Ultima modifica 4 Maggio 2018
Sto uscendo dalla stanzetta in penombra col mio carico di pensieri.
Sono talmente tanti che non riesco a dar loro un ordine preciso.
Che mi hanno detto? Cosa è successo?
L’unica cosa che ho davvero compreso è che è finita.
Basta, io non sono più madre. Anche se la mia pancia ancora sporge, io non sono più madre.
In effetti non so nemmeno se lo sia mai stata: da quale momento si diventa madri?
Poso gli occhi sulla mia pancia e mi accorgo che non posso più guardarla.
Veramente, non sono più una madre, mi sono trasformata in una tomba.
Là dentro mio figlio è morto.
Chissà come, chissà da quanto.
Per quanto tempo mi sono creduta madre e invece ero già tomba?
Perché? Come è possibile che i figli muoiano ancora prima di nascere?
Cosa ho fatto, o non ho fatto, che ha causato la sua morte?
Perché io? Cosa ho io che non va?
Mi guardo intorno e vedo solo passeggini pieni, pance grandi, mamme felici.
In quel cartellone pubblicitario una mamma, esile come una piuma, sfoggia sicura il tacco a spillo, avvolta in un cappottino chiaro dal lembo svolazzante, sembra attraversare il selciato con leggerezza, come con leggerezza e facilità attraversa la sua vita, mentre spinge la carrozzina con una sola mano.
In TV passa uno spot che racconta quanto sia facile avere un bambino: basta comprare uno stick, aspettare la faccina che ride e il gioco è fatto.
Devo proprio essere io ad avere qualcosa che non va, perché è evidente quanto vada bene sempre, eccetto a quelli difettosi, come me.
In giro le persone mi chiedono quando arriverà il pargoletto…
E’ arrivato – rispondo – morto.
Restano tutti impietriti, serrano le labbra, abbassano lo sguardo e cambiano discorso.
Eh già, meglio non proseguire oltre, che potrebbero dire?
Non sono stata capace di farlo nascere vivo, non c’è nulla di cui parlare, semmai dovrei vergognarmi: che razza di madre sono? Non sono riuscita nemmeno a proteggerlo quando era dentro di me, figurati se sarei stata capace di proteggerlo fuori da me.
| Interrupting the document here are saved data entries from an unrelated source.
PR #478, opened 2026-01-12
Move references to Kuadrant org

### LINKED ISSUE #446: After moving the repo to Kuadrant, some references still point to the kagenti org
**Describe the bug**
After moving the repo to Kuadrant, some references still point to the kagenti org

**To Reproduce**
1. For example, look at at the quick install in the readme file that uses `https://github.com/kagenti` :
```
kubectl apply -k 'https://github.com/kagenti/mcp-gateway/config/install?ref=main'
```

**Expected behavior**
Should be self-contained with references pointing to the new kuadrant org

esnible:
Resolves #446

This PR does both the documentation changes and the Go module name.  The Go module name change caused a lot of tiny changes in a lot of files, but should make it easier for someone looking at the code to find the project.

### DIFF
--- a/CONTRIBUTING.md
+++ b/CONTRIBUTING.md
@@ -11,12 +11,6 @@ We can't wait to collaborate with you!
 Please feel free to report an issue for bugs, and any other problems you
 encounter with the MCP Gateway project.
 
-If you have something to propose (e.g. a big new feature) we recommend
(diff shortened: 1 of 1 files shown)


david-martin (approved):
Thanks for this @esnible 
Merging.

PR #501, opened 2026-01-16
add test for resolving conflict via prefix

### LINKED ISSUE #496: Add e2e test that covers clashing tools and resolving with prefix
We have a test for multiple servers with  no prefix set but we are  missing a test that exercises the following path

- add 2 servers with a common tool
- observe a conflict
- change the clashing server to have a prefix
- observe no conflict
- invoke both tools with a client to see they are routed correctly

maleck13:
closes #496 

This test also found a bug with invoking tools are using a prefix, that issue has also been fixed and the test ensures we avoid regression. 

The number of happy path e2e tests has increased quite a lot so I have bumped the timeout also.

### DIFF
--- a/tests/e2e/happy_path_test.go
+++ b/tests/e2e/happy_path_test.go
@@ -851,60 +851,10 @@ var _ = Describe("MCP Gateway Registration Happy Path", func() {
 
 		// Call server2's prefixed headers tool
 		res, err = mcpGatewayClient.CallTool(ctx, mcp.CallToolRequest{
-			Params: mcp.CallToolParams{Name: "server2_headers"},
+			Params: mcp.CallToolParams{Name: "server2_time"},
 		})
 		Expect(err).NotTo(HaveOccurred())
 		Expect(res).NotTo(BeNil())
 		Expect(len(res.Content)).To(BeNumerically(">=", 1))
-	})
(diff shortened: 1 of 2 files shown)


tests/e2e/happy_path_test.go
```diff
@@ -785,4 +784,127 @@ var _ = Describe("MCP Gateway Registration Happy Path", func() {
...
+		res, err := mcpGatewayClient.CallTool(ctx, mcp.CallToolRequest{
+			Params: mcp.CallToolParams{Name: "time"},
+		})
+		Expect(err).NotTo(HaveOccurred())
+		Expect(res).NotTo(BeNil())
+		Expect(len(res.Content)).To(BeNumerically(">=", 1))
+
+		// Call server2's prefixed headers tool
+		res, err = mcpGatewayClient.CallTool(ctx, mcp.CallToolRequest{
+			Params: mcp.CallToolParams{Name: "server2_headers"},
```
david-martin: would it better to call the tool that had the conflict on both servers to test that it works on both?

maleck13: Yes. Good spot. When debugging the issue I modified this to see was there any difference but didn't switch it back

PR #509, opened 2026-01-19
Release updates for new image (mcp-controller) and change to kuadrant org

david-martin:
Needed before a new release can be done

### DIFF
--- a/.github/workflows/images.yaml
+++ b/.github/workflows/images.yaml
@@ -16,15 +16,21 @@ concurrency:
 
 env:
   REGISTRY: ghcr.io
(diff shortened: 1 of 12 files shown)


.github/workflows/images.yaml
```diff
@@ -42,7 +48,7 @@ jobs:
         id: meta
         uses: docker/metadata-action@v5
         with:
-          images: ${{ env.REGISTRY }}/${{ env.IMAGE_NAME }}
+          images: ${{ env.REGISTRY }}/${{ github.repository_owner }}/${{ matrix.image }}
```
david-martin: this change should build and push an image with the same tag as the repo tag

Issue #499, opened 2026-01-15
API to discover/list MCP servers behind a gateway


onmete:
# Feature Request: API to discover/list MCP servers behind a gateway

## Use Case

OpenShift Lightspeed (OLS) is an AI-powered assistant that will integrate with MCP Gateway. As an MCP client, OLS needs to:

1. **Discover available MCP servers** behind the gateway
2. **Expose this list** to administrators/users so they can select which MCPs should be available to the assistant
3. **Connect to a subset** of MCPs relevant to the OLS use case (not all MCPs behind the gateway)

## Problem

Currently, discovering MCP servers behind a gateway requires access to `MCPServerRegistration` resources and scanning/following them manually. This is not ideal for clients that need programmatic discovery.

## Proposed Solution

Provide an API or mechanism for MCP clients to:
- List all MCP servers registered with a gateway
- Retrieve metadata about each MCP server (name, available tools, description)
- Optionally filter by virtual server or other criteria

## Context

In a multi-tenant environment where multiple teams register their MCP servers with a shared gateway, clients like OLS need to:
- Know what's available
- Allow users to configure which MCPs are relevant to their use case
- Avoid receiving tools from irrelevant MCPs

This ties into the virtual MCP server concept and the `X-Mcp-Virtualserver` header mechanism.

david-martin:
Dropping some initial thoughts here.

Related to #433 

I was thinking would tool annotations help here, like an annotation with the original MCP Server name.
However, there's no built in way to the MCP protocol to search or filter based on annotation. It's just a [tools list](https://modelcontextprotocol.io/specification/2025-11-25/server/tools#listing-tools), with optional pagination/cursor. So that feels very limiting and would require client side filtering.

A built in mechanism to the protocol could help (discussed somewhat in #433).

Another approach is a new API, as suggested in the description above.

Question @onmete Is there a need for a more dynamic 'virtual' tool list than the existing MCPVirtualServer functionality?
As in, one that works via the HTTP API (like more headers or different endpoints) rather than via CRDs?
Or am I misunderstanding the ask?

maleck13:
@david-martin one thing to consider here is the status endpoints. I was already considering adding a CLI to query those they might be the solution @onmete is looking for here?

esnible:
Is there a rationale for creating a REST interface to ask the MCP Gateway for details, rather than using `kubectl get mcpserverregistrations --all-namespaces` or the equivalent K8s API query?

[...]

PR #716, opened 2026-04-02
POC tool discovery proposal (dont merge)

maleck13:
Related to #499 

This is a purely a POC **DO NOT MERGE** 

It shows what we may be able to do with categories hints and some gateway specific tools

You can clone this branch and follow the guide here to see it in action

https://github.com/maleck13/mcp-gateway/blob/c29bfe548fe6b0e8246f1f25e1755189767815ba/docs/guides/tool-discovery.md


docs/design/tool-discovery.md
```diff
@@ -0,0 +1,219 @@
...
+| **Extra turns** | 1 (browse + select) | 1 (select only) | 1 (search + select) |
+| **Server complexity** | Low — metadata indexing only | None | Medium — search index, optional embeddings |
+| **Protocol compliance** | Pure MCP | Pure MCP | Pure MCP |
+
+### Why LLM-driven over server-side search
+
+Server-side search (keyword, BM25, semantic) works well for exact matches but struggles with intent. In the restaurant booking example, a keyword search for "restaurant booking" would find restaurant tools but likely miss calendar tools. The LLM understands that booking implies checking availability — it captures the user's intent, not just their words.
+
+The progressive discovery approach lets the LLM make these connections while keeping the token cost low by presenting metadata rather than full schemas.
+
```
blublinsky, line 212: Alternative is RAG driven https://github.com/blublinsky/tools_rag

maleck13: Interesting. This proposed approach is quite simplistic and lightweight. Do you see that they could both be options?

blublinsky: What I am suggesting is by far cheaper than LLM usage

maleck13: Sure. Not questioning that. What I was alluding to was that the rag approach increases the deployment complexity and overhead. If I understand correctly, you would need to deploy additional components and manage those? The proposal is for the gateway to offer an out of the box improvement. This could then be complimented / replaced depending on the users requirements by something more involved such as the linked repo? Or do you see no value in the gateway only approach?

blublinsky: Both can be used, sure. I would only suggest to try LLM one with a large amount of tools > 500 to see if you will kill it. The other thing - relevant to both approaches is a good tools definition semantics - garbage in/garbage out. 
Are you guys planning on any kind of tools definition validation? With automatic tools addition, description collision might become a real issue

maleck13: Yes that makes sense. I will add a section to validate the approach with larger tool sets 👍 

You are correct on the definitions. I discovered this immediately when trying this locally with our test servers. At the moment we don't do any validation of descriptions etc currently.  But I will add that as a consideration to the doc.

@jasonmadigan I am going to remove the POC code from this PR and just keep it narrowed down to the proposal

maleck13:
closing in favour of just the proposals in #902

PR #733, opened 2026-04-08
fixes for the register mcp servers guide

jasonmadigan:
## Summary

Fixes issues found during an end-to-end walkthrough of the register-mcp-servers guide.

- Add note that only one MCPGatewayExtension per gateway listener is allowed, with skip-to-step-2 guidance for users who already have one
- Move ReferenceGrant creation before `kubectl wait` so users don't hit a 60s timeout
- Replace log-tailing verification with `kubectl get mcpsr -A` (users likely won't have access to broker logs)
- Update protocol version from `2025-06-18` to `2025-11-25`
- Fix heading level inconsistency

Fixes #731

## Summary by CodeRabbit

* **Documentation**
  * Restructured server registration guide into explicit numbered steps for setup, verification, and tool discovery
  * Added constraint: one extension per Gateway listener and clarified section names must match listener names
  * Clarified cross-namespace grant ordering and changed readiness checks to use explicit wait + get/describe examples
  * Simplified troubleshooting to inspect the registration resource only
  * Updated example protocol version to the latest specification

### DIFF
--- a/docs/guides/register-mcp-servers.md
+++ b/docs/guides/register-mcp-servers.md
@@ -10,18 +10,13 @@ You must register your MCP servers to be discovered and routed by the MCP Gatewa
 
 ## Procedure
 
-To connect an MCP server to MCP Gateway, you need:
-1. An MCPGatewayExtension resource that targets your Gateway
-2. A ReferenceGrant if the MCPGatewayExtension is in a different namespace than the Gateway
-3. An HTTPRoute that routes to your MCP server
-4. An MCPServerRegistration resource that references the HTTPRoute
+## Step 1: Ensure MCPGatewayExtension exists
 
-The MCPGatewayExtension tells the controller which Gateway this MCP Gateway instance serves. Without it, MCPServerRegistration resources will remain in NotReady status.
+An MCPGatewayExtension tells the controller which Gateway this MCP Gateway instance serves. Without it, MCPServerRegistration resources will remain in NotReady status.
 
-## Step 1: Create MCPGatewayExtension
+> **Note:** Only one MCPGatewayExtension is allowed per namespace. If you followed the [quick start](./quick-start.md) or [install guide](./how-to-install-and-configure.md), an MCPGatewayExtension already exists. Check with `kubectl get mcpgatewayextension -A`. If one is already present and Ready, skip to Step 2.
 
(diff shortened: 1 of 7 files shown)


trepel (dismissed):
LGTM!

If you will be force pushing this for whatever reason, you might consider fix the stale `grep "Discovered tools"` in docs/guides/troubleshooting.md even though that's separate concern.

trepel (dismissed):
LGTM

docs/guides/register-mcp-servers.md
```diff
@@ -10,18 +10,13 @@ You must register your MCP servers to be discovered and routed by the MCP Gatewa
...
-4. An MCPServerRegistration resource that references the HTTPRoute
+## Step 1: Ensure MCPGatewayExtension exists
 
-The MCPGatewayExtension tells the controller which Gateway this MCP Gateway instance serves. Without it, MCPServerRegistration resources will remain in NotReady status.
+An MCPGatewayExtension tells the controller which Gateway this MCP Gateway instance serves. Without it, MCPServerRegistration resources will remain in NotReady status.
 
-## Step 1: Create MCPGatewayExtension
-
-First, create an MCPGatewayExtension in the same namespace as your MCP Gateway broker/router deployment. It should target a unique Gateway resource. 
+> **Note:** Only one MCPGatewayExtension is allowed per namespace. If you followed the [quick start](./quick-start.md) or [install guide](./how-to-install-and-configure.md), an MCPGatewayExtension already exists. Check with `kubectl get mcpgatewayextension -A`. If one is already present and Ready, skip to Step 2.
```
trepel: `MCPGatewayExtension is allowed per namespace` - I am a bit confused here. I can see that `MCPGatewayExtension` contains `.targetRef.sectionName` which makes me think that there can be more `MCPGatewayExtensions` per namespace as long as they target different Gateway Listener?

jasonmadigan: right to be confused, re-reading this.

sectionName would selects which listener on the Gateway to read config from (port, hostname), but the controller enforces one MCPGatewayExtension per namespace regardless. Multiple can target the same Gateway from different namespaces on different ports, but not same namespace. Updated the note here and fixed the misleading comment on the type itself, which I imagine caused the wrongness

jasonmadigan: fixed

trepel (approved):
LGTM

PR #734, opened 2026-04-08
Authentication review

Patryk-Stefanski:
**Quick-start port alignment (8001)**
  - Changed Kind hostPort from 7001 to 8001 in scripts/quick-start.sh, docs/guides/quick-start.md, and
  charts/sample_local_helm_setup.sh
  - Aligns with config/kind/cluster.yaml and all other guides (authentication, authorization, virtual servers, etc.)

  **Authentication guide fixes**
  - Added GATEWAY_IP fallback to pod IP for Kind clusters where gateway has no LoadBalancer address
  - Fixed scopes_supported example response to include all 4 scopes (basic, groups, roles, profile) matching the env var set in Step
   2
  - Added note to Step 5 about port-forwarding Keycloak (port 8002) when using the quick-start setup

## Summary by CodeRabbit

* **Documentation**
  * Updated Quick Start and authentication guides to use new local ports (8001/8002)
  * Added Keycloak port-forward note for local testing
  * Expanded OAuth metadata examples with extra supported scopes
  * Improved Gateway IP resolution in setup instructions

* **Chores**
  * Updated local setup scripts and sample setup to reflect revised port mappings (8001/8002)

### DIFF
--- a/charts/sample_local_helm_setup.sh
+++ b/charts/sample_local_helm_setup.sh
@@ -34,10 +34,10 @@ nodes:
         node-labels: "ingress-ready=true"
   extraPortMappings:
   - containerPort: 30080
-    hostPort: 7001
+    hostPort: 8001
     protocol: TCP
   - containerPort: 30089
-    hostPort: 7002
+    hostPort: 8002
     protocol: TCP
 EOF
 fi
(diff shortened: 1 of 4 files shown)


trepel (approved):
LGTM!

Do you know whether it is ok for the Gateway not being programmed? It seems to be working fine but it is a bit confusing.

trepel:
> > LGTM!
> > Do you know whether it is ok for the Gateway not being programmed? It seems to be working fine but it is a bit confusing.
> 
> I Think were okay. It `Programmed` status is false because the Service has no external IP assigned.
> 
> ```
>   address pending for hostname "mcp-gateway-istio.gateway-system.svc.cluster.local"                                                                                                                      
> ```
> 
> The Istio-created Service (mcp-gateway-istio) is type LoadBalancer, but in a Kind cluster there's no cloud load balancer provider, so status.loadBalancer stays empty {}. Istio's gateway controller sees the address is still pending and sets Programmed: False with reason AddressNotAssigned.

Ok, I got it, thanks! It is `Programmed` if using `make local-env-setup` because it uses metallb as a load balancer.

PR #770, opened 2026-04-15
rc2 isolated gateway deployment guide review

Patryk-Stefanski:
-  Remove stale Helm flags (envoyFilter.create, envoyFilter.name, broker.create) from all Helm commands in the isolated gateway deployment guide. These values were removed from the chart when EnvoyFilter and broker-router creation moved to the controller (8e3279a). 
-  Fix claim that the controller creates "ServiceAccount and RBAC" — it only creates a ServiceAccount, no Role/RoleBinding resources.


trepel (approved):
LGTM

PR #774, opened 2026-04-16
Fix CI image mismatch and remove stale docs

jasonmadigan:
## Summary
- Fix CI image mismatch on version bump PRs: build-image now also tags as latest, CI kustomize overlay references latest, conformance workflow no longer re-deploys via mcp-system overlay
- Remove stale x-mcp-api-key header references (never implemented, documented in error)
- Fix dead file path in AGENTS.md (pkg/controller -> internal/controller)


jasonmadigan:
CC: @maleck13 removed those dead header refs.

maleck13 (approved):

PR #780, opened 2026-04-17
add additional handler for client requesting /.well-known/oauth-prote…

### LINKED ISSUE #776: Controller-managed HTTPRoute missing /.well-known/oauth-protected-resource path
## Bug

When `httpRouteManagement` is `Enabled` (the default) on an MCPGatewayExtension, the controller's `buildGatewayHTTPRoute()` only creates a single rule for `/mcp`. The `/.well-known/oauth-protected-resource` rule is missing.

The kustomize overlay used by `make local-env-setup` works correctly because it defines the HTTPRoute statically with both rules — but users relying on auto-managed HTTPRoutes lose the well-known OAuth discovery endpoint.

### No workaround with httpRouteManagement enabled

The controller's reconcile loop overwrites `spec.rules` on every update (`broker_router.go:388`), so manually adding the well-known rule to the controller-managed HTTPRoute will be reverted on the next reconcile.

The only workaround is `httpRouteManagement: Disabled` with a manually managed HTTPRoute.

## Fix

1. **Overlay**: Add `httpRouteManagement: Disabled` to the MCPGatewayExtension in `config/mcp-gateway/` so the static HTTPRoute with both rules isn't overwritten
2. **Controller**: Update `buildGatewayHTTPRoute()` to include a second rule for `/.well-known/oauth-protected-resource`

## Affects

0.6

maleck13:
…cted-resource/mcp and not falling back to /.well-known/oauth-protected-resource

Allows for clients requesting `/.well-known/oauth-protected-resource/mcp` and those that might fallback to /.well-known/oauth-protected-resource

related to investigation around #776 

## Summary by CodeRabbit

* **Bug Fixes**
  * Improved URL handling for the OAuth protected resource endpoint to accept requests with and without trailing slashes.

### DIFF
--- a/cmd/mcp-broker-router/main.go
+++ b/cmd/mcp-broker-router/main.go
@@ -304,6 +304,7 @@ func setUpHTTPServer(address string, mcpBroker broker.MCPBroker, sessionManager 
 
 	oauthHandler := broker.ProtectedResourceHandler{Logger: logger}
 	mux.HandleFunc("/.well-known/oauth-protected-resource", oauthHandler.Handle)
+	mux.HandleFunc("/.well-known/oauth-protected-resource/", oauthHandler.Handle)
 
 	// WriteTimeout of 0 (disabled) is important for SSE connections (GET /mcp).
 	// SSE streams notifications indefinitely - any write timeout would kill the connection.


jasonmadigan:
Change looks good, the gevals error looks like some dep changed:

`Error: unknown command "verify" for "mcpchecker"`

david-martin:
> gevals error looks like some dep changed

Fixed in #784

jasonmadigan (approved):

PR #793, opened 2026-04-21
fix(oidc-server): handle JWT aud claim as string or array

### LINKED ISSUE #792: [Bug] OIDC server fails to parse JWT tokens with array-formatted aud claim
## Description

The OIDC test server fails to authenticate requests when the JWT token contains an `aud` (audience) claim formatted as an array instead of a string. This causes authentication failures with the error:

```
Failed to parse claims: json: cannot unmarshal array into Go struct field .aud of type string
```

## Root Cause

The JWT specification (RFC 7519) allows the `aud` claim to be either:
- A single string: `"aud": "client-id"`
- An array of strings: `"aud": ["client-id", "other-audience"]`

The OIDC server was only handling the string format, causing it to reject valid tokens with array-formatted audiences.

## When This Occurs

This issue appears in certain Keycloak configurations and OAuth flows:
- When using the `oidc-audience-resolve-mapper` protocol mapper
- During token exchange flows
- When a user has roles in multiple clients
- Differences between Keycloak versions (older versions may return string, newer versions may return array)

## Impact

Users unable to call tools on the OIDC server despite having valid OAuth tokens, particularly when using:
- Token exchange flows
- Multi-audience token scenarios

## Solution

The fix updates the claims parsing logic to handle both formats using a type switch:
- Change `Aud` field from `string` to `interface{}`
- Add validation logic for both string and array types
- Ensure audience validation works for both formats

## Additional Context

- Affects: `tests/servers/oidc-server/main.go`
- Test servers may need rebuilding after merge
- The fix should maintain backward compatibility with string-formatted aud claims

trepel:
### Summary

resolves https://github.com/Kuadrant/mcp-gateway/issues/792

This fix updates the OIDC test server to accept both formats by:
  - Changing Aud field type from string to interface{}
  - Adding type switch to validate against both string and []interface{}
  - Preventing authentication failures for valid tokens with array audiences

  Fixes authentication errors like `cannot unmarshal array into Go struct
  field .aud of type string` when using tokens from certain OIDC flows.

### Verification Steps

  1. Build and deploy the updated OIDC server:
  ```
cd tests/servers/oidc-server && docker build -t test-oidc-server:latest .
kubectl set image deployment/mcp-oidc-server -n mcp-test oidc-server=test-oidc-server:latest
```
  2. Prepare the env
```
make local-env-setup
make auth-example-setup
```
  3. Call the `hello_world` tool via MCP Inspector - should succeed
 
Note: if using KIND 'aud' seems to be string. On OpenShift it is array.

## Summary by CodeRabbit

* **Bug Fixes**
  * Improved OpenID Connect token validation to handle audience claims in both string and array formats, enabling broader compatibility with various OIDC providers that represent audience values differently.

### DIFF
--- a/tests/servers/oidc-server/main.go
+++ b/tests/servers/oidc-server/main.go
@@ -87,8 +87,8 @@ func (a *authMiddleware) ServeHTTP(w http.ResponseWriter, req *http.Request) {
 		}
 
 		var claims struct {
-			Aud string `json:"aud"`
-			Sub string `json:"sub"`
+			Aud interface{} `json:"aud"` // can be string or []string
+			Sub string      `json:"sub"`
 		}
 		if err := accessToken.Claims(&claims); err != nil {
 			log.Printf("Failed to parse claims: %v", err)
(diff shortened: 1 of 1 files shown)


maleck13 (approved):
This look ok @trepel Yes the aud can be a string or array so good to catch this. https://github.com/golang-jwt/jwt/blob/main/types.go#L102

Finché arriva la sentenza: perché sia morto, non si sa.
E’ morto, accade, molto più spesso di quanto ci dicano, lo ammette il medico che mi guarda rassicurante, mentre mi porge i fogli nelle mani.
Non c’era nulla che potessi fare. Non si può prevedere. Accade e basta. Come accade che sopraggiunga una malattia genetica incompatibile con la vita, come accade che un nodo del cordone sia letale, come accadono altri e tanti imprevisti che mettono fine alla vita nel grembo materno.
Quanto? Quanto spesso accade?
Oh beh… dipende.
“Lei ha due figli vivi e due morti: il 50% delle sue gravidanze è andato a buon fine. E’ un buon risultato.”
E’ un buon risultato.
Guardo i figli vivi e penso a quelli morti: non ho fatto nulla di diverso per nessuno di loro.
Ho sempre seguito le indicazioni, assunto acido folico, rallentato, eseguito i controlli…
Ho fatto il possibile, sempre.
Ho fatto quel che fa una mamma, sempre.
In effetti io sono solo una mamma. Posso impegnarmi per fare il possibile, sul resto non ho controllo, perché sono umana.
Santo cielo! Sono solo umana.
Non ho potere sulla vita e sulla morte, nemmeno dei miei figli.
Eh sì, sono i miei figli, tutti. Fin dal primo pensiero, fin da quando sono stati più piccoli di un puntino.
Eh sì, ho fatto sempre quel che fa una mamma: li ho accolti, protetti e tenuti, con me, fin dove la mia umanità mi ha concesso.
Poi li ho lasciati andare, nel mondo o in un buco, sotto terra.
Eh no, io non ho mai indossato i tacchi a spillo, che dalle mie parti il selciato è accidentato.
Raramente ho condotto la carrozzina con una sola mano, che più spesso ho preferito tenerla salda con entrambe…
La mia vita non è sempre facile, perché è una vita vera e difficilmente campeggerà su un cartellone in mezzo alla strada.